:: THE PROBLEM ::
From first line to last, give the material again unchanged.

:: DATA BELOW ::
PR #650, opened 2020-10-02
Have HERAData try reordering blts when they are not equally spaced before throwing an error

jsdillon:
It turns out that using pyuvdata's fast_concat does not ensure equally spaced blts as assumed by HERAData. This PR will fix that problem.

:: WRITTEN SOLUTION ::
PR #650, opened 2020-10-02
Have HERAData try reordering blts when they are not equally spaced before throwing an error

jsdillon:
It turns out that using pyuvdata's fast_concat does not ensure equally spaced blts as assumed by HERAData. This PR will fix that problem.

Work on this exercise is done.